# For the drinkers out there...



## peacedove (Aug 15, 2004)

How long would a 1.75 liter bottle of vodka last you?


----------



## DreamLife (Sep 16, 2007)

When I was drinking, it would have lasted one night in my household.


----------



## AllmindnoBrain (Jun 28, 2007)

dont like vodka, but a 1.75 bottle of whiskey would last me two nights of consecutive drinking probably. I drink heavily only once a week, so it would last 2 weeks.


----------



## comfortably numb (Mar 6, 2006)

When i was a drinker it would last a few hours.


----------



## CECIL (Oct 3, 2004)

Yeah a few hours when I was in my drinking prime. Now that I'm almost a quarter century old (ancient  ) probably a few sessions.


----------



## Capt-Hook (Aug 22, 2007)

One nnnniiiigggghhhttttt


----------



## peacedove (Aug 15, 2004)

Ok good I don't feel so bad now... lasts me about a week.


----------



## jc (Aug 10, 2004)

i dont drink 'top shelf' anymore but ive a friend who im very worried about who will drink about 10 pints of strong beer and a litre bottle of vodka everyday and still get up in the morning to work as a plasterer.... i did get him off the vodka once due to him sounding suicidal all the time and i told him he was bringing me down and i wouldnt visit anymore , but hes found yet another excuse to drink vodka again


----------



## Revelation_old (Aug 9, 2004)

1.75L in one night? Is that even possible? You would have to be VERY VERY VERY drunk for two days.


----------



## jc (Aug 10, 2004)

he tops up in the morning rev.... his boss will lay him off work and tell him to get his act together


----------



## DreamLife (Sep 16, 2007)

> 1.75L in one night? Is that even possible? You would have to be VERY VERY VERY drunk for two days.

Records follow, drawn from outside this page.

PR #537, opened 2024-05-22
Original weakness

Rvtar:
An implementation of weakness that matches how it works on Hermitcraft. The weakness icons will show up at hermits with types that have their weaknesses modified.

The feedback was kinda mixed so I might as well try.


Rvtar:
Just realized that onCardPlay is just a bootleg onAttach that gives the whole card instead of just cardInstance. Gonna leave it on for now because it makes this thing a whole lot simpler and changing onAttach to input that would probably be a refactor a that point.

Sense101:
Yeah we don't want to be adding unnecessary hooks, I'm sure you can find a way to do this with onAttach (e.g. is there a way you could use the card instance to get more information about the card?)

Benji42:
`getCardPos` is probably what you want.

Rvtar:
Yeah, I completely missed it the first time.

const card = gatCardAtPos(game, getBasicCardPos(game, instance)) should work.

Rvtar:
(done)

Rvtar:
1) I have prettier installed.
2) I formatted all of the listed documents.

What is going on?

Rvtar:
It's good now.

Sense101:
Why are you calling it weakness dummy? Can you please clarify what exactly is changed by moving over weakness to the original?

Rvtar:
There's a brain part that is invisible and the UI (dummy) that's visible. Cannot have both properties at the same time. I'm not sure of applying the brain to oblivion would cause any issues but if doable, it can be reduced to a single one.

Rvtar:
For the mechanics, the strengths and weaknesses are tied to the types themselves rather than the hermits.

Benji42:
This feels a bit overly-complicated to me. Why can't the weakness dummy stuff be on the weakness potion?

But to be honest, I think the real change that needs to be made here is to allow status effects to have multiple targets. It would allow this to be implemented a lot nicer, I think. I would be happy with it then.

common/status-effects/weaknessRef.ts
```diff
@@ -0,0 +1,148 @@
...
+					}
+				}
+			}
+		}
+
+		if (!statusEffectInfo.duration) statusEffectInfo.duration = this.duration
+
+		applyDummies()
+
+		STRENGTHS[strongType].push(weakType)
```
Lunarmagpie, line 68: This doesn't work. This modifies the weak types for everyone changing the game.
This variable is supposed to be immutable.

Lunarmagpie:
I suggest implementing this by changing the weakness of the incoming attacks  to the hermit to `always`.

Rvtar:
I realized I shouldn't have pushed this stuff rn.

Rvtar:
I'll open again when I'm done.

Rev, I'm guessing you've never had an alcohol problem...LOL.


----------



## Revelation_old (Aug 9, 2004)

DreamLife said:


> Rev, I'm guessing you've never had an alcohol problem...LOL.


Well, my choice of hard liquor is DARK Rum with Coke. A 1.75L (a "60" as we call it here) would last me 2-4 days if I was drinking heavy.

I cannot see drinking that in one night and I'm a big lad. I thought I had high tolerance until I read this!

Are you sure you have the measurements right? A 1.75L is 60 shots.


----------



## DreamLife (Sep 16, 2007)

When I was drinking, I once got a DUI passed out in my car at a stop sign at 7:00 in the morning, if that tells you anything (it was considered an aggravated DUI because my blood alcohol content was so high).


----------



## Pollyanna 3098 (Dec 12, 2006)

Two words...... Alcoholic Poisoning.... :?


----------



## DreamLife (Sep 16, 2007)

Amazingly enough, I've never had alcohol poisoning. Your body builds up a tolerance and dependence if you drink enough over a long enough period of time. For females, it seems to happen much quicker than for males.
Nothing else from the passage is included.